Give back exactly the lines of the entries below from the line with "Both modes deliver" to the line with "Caller-owned tokens stay", inclusive, and only those.

[[ Records provided open ]]

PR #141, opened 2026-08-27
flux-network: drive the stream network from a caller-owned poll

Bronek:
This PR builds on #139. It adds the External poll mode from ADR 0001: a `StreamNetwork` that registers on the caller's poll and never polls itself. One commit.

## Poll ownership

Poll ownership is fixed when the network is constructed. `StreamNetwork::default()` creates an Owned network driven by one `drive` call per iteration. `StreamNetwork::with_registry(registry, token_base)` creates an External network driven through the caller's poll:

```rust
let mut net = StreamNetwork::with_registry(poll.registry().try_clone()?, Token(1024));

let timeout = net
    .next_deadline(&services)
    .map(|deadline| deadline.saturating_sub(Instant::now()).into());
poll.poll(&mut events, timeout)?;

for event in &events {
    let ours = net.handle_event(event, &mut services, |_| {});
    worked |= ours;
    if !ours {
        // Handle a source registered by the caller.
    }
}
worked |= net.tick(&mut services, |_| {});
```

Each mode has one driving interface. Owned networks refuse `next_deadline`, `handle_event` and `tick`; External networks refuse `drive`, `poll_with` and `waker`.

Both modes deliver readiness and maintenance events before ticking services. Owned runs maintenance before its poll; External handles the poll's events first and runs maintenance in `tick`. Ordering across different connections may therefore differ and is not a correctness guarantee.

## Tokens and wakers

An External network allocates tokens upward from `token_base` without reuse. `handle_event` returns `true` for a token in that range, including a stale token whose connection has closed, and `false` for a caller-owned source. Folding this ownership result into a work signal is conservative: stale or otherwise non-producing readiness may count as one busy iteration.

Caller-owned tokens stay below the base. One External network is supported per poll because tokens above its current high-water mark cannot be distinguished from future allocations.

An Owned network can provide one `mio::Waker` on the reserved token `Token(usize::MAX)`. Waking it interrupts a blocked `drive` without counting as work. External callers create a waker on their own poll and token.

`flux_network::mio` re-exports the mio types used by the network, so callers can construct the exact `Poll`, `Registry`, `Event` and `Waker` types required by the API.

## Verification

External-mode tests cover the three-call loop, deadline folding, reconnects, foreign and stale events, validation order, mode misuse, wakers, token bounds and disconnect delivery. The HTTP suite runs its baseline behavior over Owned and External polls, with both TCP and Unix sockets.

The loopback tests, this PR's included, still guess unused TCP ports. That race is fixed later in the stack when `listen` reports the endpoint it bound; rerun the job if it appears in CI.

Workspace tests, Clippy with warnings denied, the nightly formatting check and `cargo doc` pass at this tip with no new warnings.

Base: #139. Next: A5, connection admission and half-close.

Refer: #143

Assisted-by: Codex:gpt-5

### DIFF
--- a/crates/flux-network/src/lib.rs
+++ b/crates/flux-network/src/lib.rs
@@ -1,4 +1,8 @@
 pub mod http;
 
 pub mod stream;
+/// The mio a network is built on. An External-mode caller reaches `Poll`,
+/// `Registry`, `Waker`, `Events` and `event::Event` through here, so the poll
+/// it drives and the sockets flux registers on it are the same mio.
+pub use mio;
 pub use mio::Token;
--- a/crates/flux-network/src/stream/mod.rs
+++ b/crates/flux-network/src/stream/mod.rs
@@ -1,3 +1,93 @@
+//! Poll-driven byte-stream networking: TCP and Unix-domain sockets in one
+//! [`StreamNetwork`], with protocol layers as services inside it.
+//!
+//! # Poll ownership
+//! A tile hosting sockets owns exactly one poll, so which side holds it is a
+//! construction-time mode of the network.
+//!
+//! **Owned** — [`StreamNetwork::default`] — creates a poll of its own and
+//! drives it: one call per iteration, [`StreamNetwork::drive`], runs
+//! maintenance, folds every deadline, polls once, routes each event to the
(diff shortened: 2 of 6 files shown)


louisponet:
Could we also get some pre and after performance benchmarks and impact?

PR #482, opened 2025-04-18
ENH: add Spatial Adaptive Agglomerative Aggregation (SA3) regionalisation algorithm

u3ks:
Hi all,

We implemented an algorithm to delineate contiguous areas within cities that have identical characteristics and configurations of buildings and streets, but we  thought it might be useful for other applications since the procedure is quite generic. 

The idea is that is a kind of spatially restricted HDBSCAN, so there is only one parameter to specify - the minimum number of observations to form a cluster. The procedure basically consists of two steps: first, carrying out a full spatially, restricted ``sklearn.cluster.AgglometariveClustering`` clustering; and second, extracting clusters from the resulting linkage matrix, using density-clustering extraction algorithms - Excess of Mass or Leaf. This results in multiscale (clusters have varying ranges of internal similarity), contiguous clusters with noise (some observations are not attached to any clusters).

[[ Records provided closed ]]

**Task output:**
Both modes deliver readiness and maintenance events before ticking services. Owned runs maintenance before its poll; External handles the poll's events first and runs maintenance in `tick`. Ordering across different connections may therefore differ and is not a correctness guarantee.

## Tokens and wakers

An External network allocates tokens upward from `token_base` without reuse. `handle_event` returns `true` for a token in that range, including a stale token whose connection has closed, and `false` for a caller-owned source. Folding this ownership result into a work signal is conservative: stale or otherwise non-producing readiness may count as one busy iteration.

Caller-owned tokens stay below the base. One External network is supported per poll because tokens above its current high-water mark cannot be distinguished from future allocations.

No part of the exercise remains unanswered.